“All the natural movements of the soul are controlled by
laws analogous to those of physical gravity.
Grace is the only exception. Grace fills empty spaces,
but it can only enter where there is a void to receive it,
and it is grace itself which makes this void.
The imagination is continually at work filling up all
the fissures through which grace might pass.”
Simone Weil, Gravity and Grace
(Rosemary Beach during Hurricane Sally / Julie Cook / 2020)
Tossed within the surf of a sea churning with tumultuous emotions…
joy, sorrow and even regret now vie for prominence within my heart.
An engulfing crescendo of deep abiding love is gently offered…
yet is is overshadowed by the inward naysaying whispers of a past
that speaks of unworthiness.
Grace and Graciousness, along with open forgiveness,
have each been tenderly extended…
freely extended by the hands of unconditional love.
The very word unconditional has always made these eyes fill with tears.
Humbled by such a love leaves this heart feeling only more unworthy
and even trembling.
Ode to a child of adoption…the child who finds the unconditional
a foreign gift.
Condition most often becomes the wiring of the adopted one.

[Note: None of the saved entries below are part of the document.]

PR #4048, opened 2019-04-24
[v6r21] Better third party URL generation and matrix fix

chaen:
BEGINRELEASENOTES
*Resources
CHANGE: SE: give preference to native plugins when generating third party URLS

*DMS
FIX: correct the header of the CSV file generated by dirac-dms-protocol-matrix 
ENDRELEASENOTES


chaen:
rebased

PR #4060, opened 2019-05-02
[v6r21] Fix version of Ubuntu on Travis

petricm:
Travis can run python tests on different versions of Ubuntu: xenial, trusty or precise. At present it switches between them, based on load and this results in slightly different testing behavior. This PR fixes the test environment to trusty 14.04 LTS, we can run only on this version due to fts3/pycurl requirements.

Please merge ASAP to v6r22 and integration.

### DIFF
--- a/requirements.txt
+++ b/requirements.txt
@@ -1,5 +1,5 @@
 # From repo
-git+https://:@gitlab.cern.ch:8443/fts/fts-rest.git#egg=fts3
+fts3-rest
 git+https://github.com/DIRACGrid/pyGSI.git#egg=GSI
 
 # From pypi
--- a/.travis.yml
+++ b/.travis.yml
@@ -1,3 +1,4 @@
+dist: xenial
 language: python
 python:
   - "2.7"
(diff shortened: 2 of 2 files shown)


chaen:
thanks ! Also v6r21 no ?

petricm:
Yes, the PR is against 21. One should also merge it to 20 if you expect PRs/tests to be run there.

requirements.txt
```diff
@@ -21,6 +21,7 @@ ipython==5.3.0
 numpy>=1.10.1
 pexpect>=4.0.1
 psutil>=4.2.0
+pycurl==7.19.0
```
andresailer: Shouldn't this just be dropped if it anyway comes from fts3?

petricm: I wasn't aware till just now, but on xenial the fts3 requirement of pycurl does not compile and automatically pics a higher version... now I reverted to trusty

petricm: also on trusty you get
```
ERROR: fts3-rest 3.8.4 has requirement pycurl==7.19.0, but you'll have pycurl 7.43.0.2 which is incompatible.
```

petricm: Completely removing the line solves it

PR #4066, opened 2019-05-08
[WIP] [v6r21] Fix for transformation-replication script

andresailer:
BEGINRELEASENOTES

*TS
FIX: The dirac-transformation-replication script will now create valid transformations given only the required arguments. Instead of the 'Broadcast' plugin, the 'Standard' plugin is created if not SourceSE is given. If a value for the plugin argument is given, that will be used.

ENDRELEASENOTES


andresailer:
Of course the 'Standard' plugin is not useful for the ReplicateAndRegister, because it might not do anything (thanks to @chaen for testing the tutorial)...

PR #4069, opened 2019-05-10
[v6r21] update DIRAC installation procedure

zmathe:
BEGINRELEASENOTES

*docs
CHANGE: DIRAC installation procedure is updated taking account DIRACOS
ENDRELEASENOTES


chaen:
Do you eally want to keep the hardcoded values like your DN and such ?

PR #4076, opened 2019-05-22
[v6r21] make sure the module only installed once

zmathe:
BEGINRELEASENOTES

*Core
FIX: A certain module like WebAppDIRAC must be checked out from the code repository once.

ENDRELEASENOTES


Core/scripts/dirac-install.py
```diff
@@ -2505,7 +2505,7 @@ def createSymbolicLink():
       logNOTICE("Writing down the releases files")
       releaseConfig.dumpReleasesToPath()
     logNOTICE("Installing modules...")
-    for modName in modsOrder:
+    for modName in set(modsOrder):
```
andresailer: From the name of the variable, I would assume that the order of entries matters, but a `set` does not preserve the order.

PR #4103, opened 2019-06-03
[integration] Implement Multi-VO File Catalog Metadata Handling

martynia:
BEGINRELEASENOTES
The idea of the update is to allow to store user metadata in a VO dependant way. For indexed
metadata a SQL table name, which normally holds a meta name as a suffix, is now extended to include w VO suffix. This way each VO writes to their own SQL table. 
The [DataManagementSystem/DB/FileCatalogComponents/DirectoryMetadata.py](url) and 
[DataManagementSystem/DB/FileCatalogComponents/FileMetadata.py](url) now contain a "hook" which, when overwritten in a derived class generates a required VO-specific tbale name suffix.
ENDRELEASENOTES

### DIFF
--- a/DataManagementSystem/DB/FileCatalogComponents/DirectoryMetadata/DirectoryMetadata.py
+++ b/DataManagementSystem/DB/FileCatalogComponents/DirectoryMetadata/DirectoryMetadata.py
@@ -9,12 +9,14 @@ import six
 import os
 from DIRAC import S_OK, S_ERROR
 from DIRAC.Core.Utilities.Time import queryTime
+from DIRAC.DataManagementSystem.DB.FileCatalogComponents.MetaNameMixIn import MetaNameMixIn
 
 
-class DirectoryMetadata:
+class DirectoryMetadata(MetaNameMixIn):
 
   def __init__(self, database=None):
 
+    super(DirectoryMetadata, self).__init__()
     self.db = database
 
   def setDatabase(self, database):
@@ -26,24 +28,33 @@ class DirectoryMetadata:
 #
 
   def addMetadataField(self, pname, ptype, credDict):
-    """ Add a new metadata parameter to the Metadata Database.
-        pname - parameter name, ptype - parameter type in the MySQL notation
+    """
+    Add a new metadata parameter to the Metadata Database.
+    Modified to use fully qualified metadata names.
+
+    :param str pname: parameter name
+    :param str ptype: parameter type in the MySQL notation
+    :param dict credDict: client credential dictionary
+    :return: standard Dirac result object
     """
 
+    # existing pnames are fully qualified, so
+    fqPname = self.getMetaName(pname, credDict)
     result = self.db.fmeta.getFileMetadataFields(credDict)
     if not result['OK']:
       return result
-    if pname in result['Value'].keys():
+    if fqPname in result['Value']:
       return S_ERROR('The metadata %s is already defined for Files' % pname)
 
     result = self.getMetadataFields(credDict)
     if not result['OK']:
       return result
-    if pname in result['Value'].keys():
-      if ptype.lower() == result['Value'][pname].lower():
+
+    if fqPname in result['Value']:
+      if ptype.lower() == result['Value'][fqPname].lower():
         return S_OK('Already exists')
       return S_ERROR('Attempt to add an existing metadata with different type: %s/%s' %
-                     (ptype, result['Value'][pname]))
+                     (ptype, result['Value'][fqPname]))
 
     valueType = ptype
     if ptype.lower()[:3] == 'int':
@@ -58,26 +69,27 @@ class DirectoryMetadata:
       valueType = "VARCHAR(64)"
 
     req = "CREATE TABLE FC_Meta_%s ( DirID INTEGER NOT NULL, Value %s, PRIMARY KEY (DirID), INDEX (Value) )" \
-        % (pname, valueType)
+        % (fqPname, valueType)
     result = self.db._query(req)
     if not result['OK']:
       return result
 
-    result = self.db.insertFields('FC_MetaFields', ['MetaName', 'MetaType'], [pname, ptype])
+    result = self.db.insertFields('FC_MetaFields', ['MetaName', 'MetaType'], [fqPname, ptype])
     if not result['OK']:
       return result
 
     metadataID = result['lastRowId']
-    result = self.__transformMetaParameterToData(pname)
+    result = self.__transformMetaParameterToData(fqPname)
     if not result['OK']:
       return result
 
     return S_OK("Added new metadata: %d" % metadataID)
 
-  def deleteMetadataField(self, pname, credDict):
-    """ Remove metadata field
+  def deleteMetadataField(self, rawPname, credDict):
+    """ Remove metadata field.
+        Table name is now fully qualified
     """
-
+    pname = self.getMetaName(rawPname, credDict)
     req = "DROP TABLE FC_Meta_%s" % pname
     result = self.db._update(req)
     error = ''
@@ -90,7 +102,7 @@ class DirectoryMetadata:
         result["Message"] = error + "; " + result["Message"]
     return result
 
-  def getMetadataFields(self, credDict):
+  def getMetadataFields(self, credDict, stripVO=False):
     """ Get all the defined metadata fields
     """
 
@@ -102,6 +114,9 @@ class DirectoryMetadata:
     metaDict = {}
     for row in result['Value']:
       metaDict[row[0]] = row[1]
+    # strip the VO suffix, if required
+    if stripVO:
+      metaDict = self.stripSuffix(metaDict, credDict)
 
     return S_OK(metaDict)
 
@@ -189,19 +204,20 @@ class DirectoryMetadata:
     if not dirmeta['OK']:
       return dirmeta
 
-    for metaName, metaValue in metadict.iteritems():
-      if metaName not in metaFields:
+    for metaName, metaValue in metadict.items():
+      fqMetaName = self.getMetaName(metaName, credDict)
+      if fqMetaName not in metaFields:
         result = self.setMetaParameter(dpath, metaName, metaValue, credDict)
         if not result['OK']:
           return result
         continue
       # Check that the metadata is not defined for the parent directories
-      if metaName in dirmeta['Value']:
+      if fqMetaName in dirmeta['Value']:
         return S_ERROR('Metadata conflict detected for %s for directory %s' % (metaName, dpath))
-      result = self.db.insertFields('FC_Meta_%s' % metaName, ['DirID', 'Value'], [dirID, metaValue])
+      result = self.db.insertFields('FC_Meta_%s' % fqMetaName, ['DirID', 'Value'], [dirID, metaValue])
       if not result['OK']:
         if result['Message'].find('Duplicate') != -1:
-          req = "UPDATE FC_Meta_%s SET Value='%s' WHERE DirID=%d" % (metaName, metaValue, dirID)
+          req = "UPDATE FC_Meta_%s SET Value='%s' WHERE DirID=%d" % (fqMetaName, metaValue, dirID)
           result = self.db._update(req)
           if not result['OK']:
             return result
@@ -211,8 +227,15 @@ class DirectoryMetadata:
     return S_OK()
 
   def removeMetadata(self, dpath, metadata, credDict):
-    """ Remove the specified metadata for the given directory
     """
+    Remove the specified metadata for the given directory for users own VO.
+
+    :param str dpath: directory path
+    :param dict metadata: metadata dictionary
+    :param dict credDict: client credential dictionary
+    :return: standard Dirac result object
+    """
+
     result = self.getMetadataFields(credDict)
     if not result['OK']:
       return result
@@ -227,6 +250,8 @@ class DirectoryMetadata:
 
     failedMeta = {}
     for meta in metadata:
+      # get fully qualified metadata name
+      meta = self.getMetaName(meta, credDict)
       if meta in metaFields:
         # Indexed meta case
         req = "DELETE FROM FC_Meta_%s WHERE DirID=%d" % (meta, dirID)
@@ -248,9 +273,17 @@ class DirectoryMetadata:
       return S_OK()
 
   def setMetaParameter(self, dpath, metaName, metaValue, credDict):
-    """ Set an meta parameter - metadata which is not used in the the data
-        search operations
     """
+    Set an meta parameter - metadata which is not used in the the data
+    search operations.
+
+    :param str dpath: directory path
+    :param str metaName: metadata name
+    :param str metaValue: metadata value
+    :param dict credDict: client credential dictionary
+    :return: standard Dirac result object
+    """
+
     result = self.db.dtree.findDir(dpath)
     if not result['OK']:
       return result
@@ -260,7 +293,7 @@ class DirectoryMetadata:
 
     result = self.db.insertFields('FC_DirMeta',
                                   ['DirID', 'MetaKey', 'MetaValue'],
-                                  [dirID, metaName, str(metaValue)])
+                                  [dirID, self.getMetaName(metaName, credDict), str(metaValue)])
     return result
 
   def getDirectoryMetaParameters(self, dpath, credDict, inherited=True, owndata=True):
@@ -303,10 +336,19 @@ class DirectoryMetadata:
 
     return S_OK(metaDict)
 
-  def getDirectoryMetadata(self, path, credDict, inherited=True, owndata=True):
-    """ Get metadata for the given directory aggregating metadata for the directory itself
-        and for all the parent directories if inherited flag is True. Get also the non-indexed
-        metadata parameters.
+  def getDirectoryMetadata(self, path, credDict, inherited=True, owndata=True, stripVO=False):
+    """
+    Get metadata for the given directory aggregating metadata for the directory itself
+    and for all the parent directories if inherited flag is True. Get also the non-indexed
+    metadata parameters. If the method is used in a call chain which supplies data back to
+    the client stripVO should  be set to True, otherwise the default should be used.
+
+    :param str path: directory path
+    :param dict credDict: client credential dictionary
+    :param bool inherited: iclude parent directories if True
+    :param bool owndata:
+    :param bool stripVO: if set to True, the VO suffix is stripped.
+    :return: standard Dirac result object
     """
 
     result = self.db.dtree.getPathIDs(path)
@@ -350,6 +392,11 @@ class DirectoryMetadata:
       metaDict.update(result['Value'])
       for meta in result['Value']:
         metaOwnerDict[meta] = 'OwnParameter'
+
+    if stripVO:
+      metaDict = self.stripSuffix(metaDict, credDict)
+      metaOwnerDict = self.stripSuffix(metaOwnerDict, credDict)
+      metaTypeDict = self.stripSuffix(metaTypeDict, credDict)
 
     result = S_OK(metaDict)
     result['MetadataOwner'] = metaOwnerDict
@@ -513,6 +560,8 @@ class DirectoryMetadata:
     if not result['OK']:
       return result
     metaTypeDict = result['Value']
+    metaTypeDict = self.stripSuffix(metaTypeDict, credDict)
+
     resultDict = {}
     extraDict = {}
     for key, value in metaDict.iteritems():
@@ -586,14 +635,14 @@ class DirectoryMetadata:
     # Now check the meta data for the requested directory and its parents
     finalMetaDict = dict(metaDict)
     for meta in metaDict.keys():
-      result = self.__checkDirsForMetadata(meta, metaDict[meta], pathString)
+      fqmeta = self.getMetaName(meta, credDict)
+      result = self.__checkDirsForMetadata(fqmeta, metaDict[meta], pathString)
       if not result['OK']:
         return result
       elif result['Value'] is not None:
         # Some directory in the parent hierarchy is already conforming with the
         # given metadata, no need to check it further
         del finalMetaDict[meta]
-
     if finalMetaDict:
       pathSelection = ''
       if pathDirID:
@@ -603,11 +652,12 @@ class DirectoryMetadata:
         pathSelection = result['Value']
       dirList = []
       first = True
-      for meta, value in finalMetaDict.iteritems():
+      for meta, value in finalMetaDict.items():
+        fqmeta = self.getMetaName(meta, credDict)
         if value == "Missing":
-          result = self.__findSubdirMissingMeta(meta, pathSelection)
+          result = self.__findSubdirMissingMeta(fqmeta, pathSelection)
         else:
-          result = self.__findSubdirByMeta(meta, value, pathSelection)
+          result = self.__findSubdirByMeta(fqmeta, value, pathSelection)
         if not result['OK']:
           return result
         mList = result['Value']
--- a/DataManagementSystem/DB/FileCatalogComponents/FileMetadata/FileMetadata.py
+++ b/DataManagementSystem/DB/FileCatalogComponents/FileMetadata/FileMetadata.py
@@ -11,25 +11,31 @@ from DIRAC.Core.Utilities.List import intListToString
 from DIRAC.DataManagementSystem.Client.MetaQuery import FILE_STANDARD_METAKEYS, \
     FILES_TABLE_METAKEYS, \
     FILEINFO_TABLE_METAKEYS
+from DIRAC.DataManagementSystem.DB.FileCatalogComponents.MetaNameMixIn import MetaNameMixIn
 
 
-class FileMetadata:
-
+class FileMetadata(MetaNameMixIn):
   def __init__(self, database=None):
 
+    super(FileMetadata, self).__init__()
     self.db = database
 
   def setDatabase(self, database):
     self.db = database
 
-##############################################################################
-#
-#  Manage Metadata fields
-#
-##############################################################################
+  ##############################################################################
+  #
+  #  Manage Metadata fields
+  #
+  ##############################################################################
   def addMetadataField(self, pname, ptype, credDict):
-    """ Add a new metadata parameter to the Metadata Database.
-        pname - parameter name, ptype - parameter type in the MySQL notation
+    """
+    Add a new metadata parameter to the Metadata Database.
+
+    :param str pname: parameter name
+    :param str ptype: parameter type in the MySQL notation
+    :param dict credDict: client credential dictionary
+    :return: standard Dirac result object
     """
 
     if pname in FILE_STANDARD_METAKEYS:
@@ -38,57 +44,70 @@ class FileMetadata:
     result = self.db.dmeta.getMetadataFields(credDict)
     if not result['OK']:
       return result
-    if pname in result['Value'].keys():
-      return S_ERROR('The metadata %s is already defined for Directories' % pname)
+    # existing pnames are fully qualified, so
+    fqPname = self.getMetaName(pname, credDict)
+    if fqPname in result['Value']:
+      return S_ERROR('The metadata %s is already defined for Directories' % fqPname)
 
     result = self.getFileMetadataFields(credDict)
     if not result['OK']:
       return result
-    if pname in result['Value'].keys():
-      if ptype.lower() == result['Value'][pname].lower():
+    if fqPname in result['Value']:
+      if ptype.lower() == result['Value'][fqPname].lower():
         return S_OK('Already exists')
       else:
         return S_ERROR('Attempt to add an existing metadata with different type: %s/%s' %
-                       (ptype, result['Value'][pname]))
-
+                       (ptype, result['Value'][fqPname]))
     valueType = ptype
     if ptype == "MetaSet":
       valueType = "VARCHAR(64)"
     req = "CREATE TABLE FC_FileMeta_%s ( FileID INTEGER NOT NULL, Value %s, PRIMARY KEY (FileID), INDEX (Value) )" \
-        % (pname, valueType)
+          % (fqPname, valueType)
     result = self.db._query(req)
     if not result['OK']:
       return result
 
-    result = self.db.insertFields('FC_FileMetaFields', ['MetaName', 'MetaType'], [pname, ptype])
+    result = self.db.insertFields('FC_FileMetaFields', ['MetaName', 'MetaType'], [fqPname, ptype])
     if not result['OK']:
       return result
 
     metadataID = result['lastRowId']
-    result = self.__transformMetaParameterToData(pname)
+    result = self.__transformMetaParameterToData(fqPname)
     if not result['OK']:
       return result
 
     return S_OK("Added new metadata: %d" % metadataID)
 
   def deleteMetadataField(self, pname, credDict):
-    """ Remove metadata field
+    """
+    Remove metadata field (only from user's own VO)
+
+    :param str pname: parameter name
+    :param dict credDict: client credential dictionary
+    :return: standard Dirac result object
     """
 
-    req = "DROP TABLE FC_FileMeta_%s" % pname
+    fqPname = self.getMetaName(pname, credDict)
+    req = "DROP TABLE FC_FileMeta_%s" % fqPname
     result = self.db._update(req)
     error = ''
     if not result['OK']:
       error = result["Message"]
-    req = "DELETE FROM FC_FileMetaFields WHERE MetaName='%s'" % pname
+    req = "DELETE FROM FC_FileMetaFields WHERE MetaName='%s'" % fqPname
     result = self.db._update(req)
     if not result['OK']:
       if error:
         result["Message"] = error + "; " + result["Message"]
     return result
 
-  def getFileMetadataFields(self, credDict):
-    """ Get all the defined metadata fields
+  def getFileMetadataFields(self, credDict, stripVO=False):
+    """
+    Get all the defined metadata fields.
+
+    :param dict credDict: client credential dictionary
+    :param bool stripVO: flag whether to return metadata name with
+     or without a VO suffix
+    :return: standard Dirac result object
     """
 
     req = "SELECT MetaName,MetaType FROM FC_FileMetaFields"
@@ -100,17 +119,28 @@ class FileMetadata:
     for row in result['Value']:
       metaDict[row[0]] = row[1]
 
+    # strip the suffix, if required (for clients)
+    if stripVO:
+      metaDict = self.stripSuffix(metaDict, credDict)
     return S_OK(metaDict)
 
-###########################################################
-#
-# Set and get metadata for files
-#
-###########################################################
+  ###########################################################
+  #
+  # Set and get metadata for files
+  #
+  ###########################################################
 
   def setMetadata(self, path, metadict, credDict):
-    """ Set the value of a given metadata field for the the given directory path
     """
+    Set the value of a given metadata field for the the given directory path.
+    Modified to use fully qualified metadata name.
+
+    :param str path: directory path
+    :param dict metadict: metadata dictionary {name:value}
+    :param dict credDict: client credential dictionary
+    :return: standard Dirac result object
+    """
+
     result = self.getFileMetadataFields(credDict)
     if not result['OK']:
       return result
@@ -124,16 +154,15 @@ class FileMetadata:
     else:
       return S_ERROR('File %s not found' % path)
 
-    for metaName, metaValue in metadict.iteritems():
-      if metaName not in metaFields:
+    for metaName, metaValue in metadict.items():
+      fqMetaName = self.getMetaName(metaName, credDict)
+      if fqMetaName not in metaFields:
         result = self.__setFileMetaParameter(fileID, metaName, metaValue, credDict)
       else:
-        result = self.db.insertFields('FC_FileMeta_%s' % metaName,
-                                      ['FileID', 'Value'],
-                                      [fileID, metaValue])
+        result = self.db.insertFields('FC_FileMeta_%s' % fqMetaName, ['FileID', 'Value'], [fileID, metaValue])
         if not result['OK']:
           if result['Message'].find('Duplicate') != -1:
-            req = "UPDATE FC_FileMeta_%s SET Value='%s' WHERE FileID=%d" % (metaName, metaValue, fileID)
+            req = "UPDATE FC_FileMeta_%s SET Value='%s' WHERE FileID=%d" % (fqMetaName, metaValue, fileID)
             result = self.db._update(req)
             if not result['OK']:
               return result
@@ -143,8 +172,16 @@ class FileMetadata:
     return S_OK()
 
   def removeMetadata(self, path, metadata, credDict):
-    """ Remove the specified metadata for the given file
     """
+    Remove the specified metadata for the given file (for user's own VO only)
+
+    :param str path: file path
+    :param dict metadata: metadata dictionary
+    :param dict credDict: client credential dictionary
+    :return: standard Dirac result object
+    """
+
+    # this would be fully qualified already
     result = self.getFileMetadataFields(credDict)
     if not result['OK']:
       return result
@@ -160,6 +197,8 @@ class FileMetadata:
 
     failedMeta = {}
     for meta in metadata:
+      # get fully qualified metadata name
+      meta = self.getMetaName(meta, credDict)
       if meta in metaFields:
         # Indexed meta case
         req = "DELETE FROM FC_FileMeta_%s WHERE FileID=%d" % (meta, fileID)
@@ -192,12 +231,20 @@ class FileMetadata:
     return S_OK(fileID)
 
   def __setFileMetaParameter(self, fileID, metaName, metaValue, credDict):
-    """ Set an meta parameter - metadata which is not used in the the data
-        search operations
     """
+    Set an meta parameter - metadata which is not used in the the data
+    search operations. metaName is VO aware.
+
+    :param int fileID: file ID
+    :param str metaName: metadata name
+    :param metaValue: metadata value
+    :param dict credDict: client credential dictionary
+    :return: standard Dirac result object
+    """
+
     result = self.db.insertFields('FC_FileMeta',
                                   ['FileID', 'MetaKey', 'MetaValue'],
-                                  [fileID, metaName, str(metaValue)])
+                                  [fileID, self.getMetaName(metaName, credDict), str(metaValue)])
     return result
 
   def setFileMetaParameter(self, path, metaName, metaValue, credDict):
@@ -238,9 +285,16 @@ class FileMetadata:
 
     return S_OK(metaDict)
 
-  def getFileUserMetadata(self, path, credDict):
-    """ Get metadata for the given file
+  def getFileUserMetadata(self, path, credDict, stripVO=False):
     """
+    Get metadata for the given file.
+
+    :param str path:  file path
+    :param dict credDict: client credential dictionary
+    :param bool stripVO: If True, the VO suffix is stripped from metadata name
+    :return: standard Dirac result object
+    """
+
     # First file metadata
     result = self.getFileMetadataFields(credDict)
     if not result['OK']:
@@ -268,6 +322,9 @@ class FileMetadata:
       metaDict.update(result['Value'])
       for meta in result['Value']:
         metaTypeDict[meta] = 'NonSearchable'
+
+    if stripVO:
+      metaDict = self.stripSuffix(metaDict, credDict)
 
     result = S_OK(metaDict)
     result['MetadataType'] = metaTypeDict
@@ -329,11 +386,11 @@ class FileMetadata:
     result = self.db._update(req)
     return result
 
-#########################################################################
-#
-#  Finding files by metadata
-#
-#########################################################################
+  #########################################################################
+  #
+  #  Finding files by metadata
+  #
+  #########################################################################
 
   def __createMetaSelection(self, value):
     ''' Create selection string to be used in the SQL query
@@ -512,7 +569,7 @@ class FileMetadata:
       elif meta in FILE_STANDARD_METAKEYS:
         standardMetaDict[meta] = value
       else:
-        userMetaDict[meta] = value
+        userMetaDict[self.getMetaName(meta, credDict)] = value
 
     tablesAndConditions = []
     leftJoinTables = []
@@ -571,7 +628,7 @@ class FileMetadata:
     if not result['Value']:
       return S_OK([])
 
-#     fileList = [ row[0] for row in result['Value' ] ]
+    #     fileList = [ row[0] for row in result['Value' ] ]
     fileList = []
     for row in result['Value']:
       fileID = row[0]
@@ -600,13 +657,13 @@ class FileMetadata:
     dirFlag = result['Selection']
 
     # 2.- Get known file metadata fields
-#     fileMetaDict = {}
-    result = self.getFileMetadataFields(credDict)
+    #     fileMetaDict = {}
+    result = self.getFileMetadataFields(credDict)  # this returns fully qualified meta name
     if not result['OK']:
       return result
     fileMetaKeys = result['Value'].keys() + FILE_STANDARD_METAKEYS.keys()
-    fileMetaDict = dict(item for item in metaDict.iteritems() if item[0] in fileMetaKeys)
-
+    fileMetaDict = dict(item for item in metaDict.items()
+                        if self.getMetaName(item[0], credDict) in fileMetaKeys)
     fileList = []
     idLfnDict = {}
 
--- a/DataManagementSystem/DB/FileCatalogComponents/MetaNameMixIn.py
+++ b/DataManagementSystem/DB/FileCatalogComponents/MetaNameMixIn.py
@@ -1,0 +1,41 @@
+""" DIRAC base MixIn class to manage file metadata and directory names.
+"""
+from __future__ import division
+
+
+class MetaNameMixIn(object):
+
+  def getMetaName(self, meta, credDict):
+    """
+    Return a metadata name based on client supplied meta name and client credentials
+    For the base class it just returns the name passed in.
+    This method is a pass-through and is meant to be overwritten by derived classes.
+
+    :param meta:  meta name
+    :param credDict: client credentials
+    :return: meta name
+    """
+
+    return meta
+
+  def getMetaNameSuffix(self, credDict):
+    """
+    Get meta name suffix based on client credentials. The method is needed to be able
+    to return metadata w/o a suffix to the client.
+    This method is a pass-through and is meant to be overwritten by derived classes.
+
+    :param credDict: client credentials
+    :return: the suffix. And empty string for a base class.
+    """
+
+    return ''
+
+  def stripSuffix(self, metaDict, credDict):
+    """
+    Strip suffix pass through, just return the metadata dictionary.
+
+    :param metaDict: meta dictionary to modify.
+    :param credDict: credential dictionary.
+    :return: unchanged metaDict
+    """
+    return metaDict
--- a/DataManagementSystem/DB/FileCatalogComponents/MultiVOMetaNameMixIn.py
+++ b/DataManagementSystem/DB/FileCatalogComponents/MultiVOMetaNameMixIn.py
@@ -33,7 +33,7 @@ class MultiVOMetaNameMixIn(MetaNameMixIn):
     :return: VO specific suffix
     """
     vo = Registry.getGroupOption(credDict['group'], 'VO')
-    return '_' + vo.replace('-', '_')
+    return '_' + vo.replace('-', '_').replace('.','')
 
   def stripSuffix(self, metaDict, credDict):
     """
--- a/DataManagementSystem/DB/FileCatalogComponents/MultiVOMetaNameMixIn.py
+++ b/DataManagementSystem/DB/FileCatalogComponents/MultiVOMetaNameMixIn.py
@@ -1,0 +1,50 @@
+""" DIRAC Multi VO MixIn class to manage file metadata and directory for multiple VO.
+"""
+from __future__ import division
+
+__RCSID__ = "$Id$"
+
+from DIRAC.DataManagementSystem.DB.FileCatalogComponents.MetaNameMixIn import MetaNameMixIn
+from DIRAC.ConfigurationSystem.Client.Helpers import Registry
+
+
+class MultiVOMetaNameMixIn(MetaNameMixIn):
+  """
+  MULti-VO MetaName MixIn implementation.
+  """
+
+  def getMetaName(self, meta, credDict):
+    """
+    Return a fully-qualified metadata name based on client-suplied metadata name and
+    client credentials. User VO is added to the metadata passed in.
+
+    :param meta: metadata name
+    :param credDict: client credentials
+    :return: fully-qualified metadata name
+    """
+
+    return meta + self.getMetaNameSuffix(credDict)
+
+  def getMetaNameSuffix(self, credDict):
+    """
+    Get a VO specific suffix from user credentials.
+
+    :param credDict: user credentials
+    :return: VO specific suffix
+    """
+    vo = Registry.getGroupOption(credDict['group'], 'VO')
+    return '_' + vo.replace('-', '_')
+
+  def stripSuffix(self, metaDict, credDict):
+    """
+    Strip the suffix from all keys which contain it, removing all other keys.
+
+    :param metaDict: original dict
+    :param credDict: user credential dictionary
+    :return: a new dict with modified keys
+    """
+
+    suffix = self.getMetaNameSuffix(credDict)
+    smetaDict = {key.rsplit(suffix, 1)[0]: value for key, value in metaDict.iteritems()
+                 if key.endswith(suffix)}
+    return smetaDict
--- a/DataManagementSystem/Service/FileCatalogHandler.py
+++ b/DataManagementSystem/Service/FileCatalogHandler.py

And thus the thought of such worthiness is oh so far away from anything
the adopted individual finds possible…
for the single sense unworthiness clings for dominance.
If you’ve ever visited this little corner of the blogosphere of mine very often,
then you know I’ve written at length about such feelings and that of
my own adoption over these many years.
The highs and lows, the battles and the healings.
With adoption, the notion of healing and that of worthiness each become
a lifelong quest.
For the one who was given up and given away…to be able to ever feel worthy
of accepting such a precious offering of true and abiding love…a gift given from one
freely to another, feels as a near impossibility.
And so a battle ensues…
The adult who has lived life and attained hindsight now fights with the
ever present child who was born of rejection.
Logic wrestles with raw emotion.
Yet what we know, is that in the end, love does indeed win.
Because we know that anyone who calls
themself a Christian, is adopted by Grace.
I am a child of Grace and I am a person who is so ever grateful
to that of the unconditional…
to redeem those who were under the law, so that we might receive adoption as sons.
And because you are sons, God has sent the Spirit of his Son into our hearts,
crying, “Abba! Father!”
So you are no longer a slave, but a son, and if a son, then an heir through God.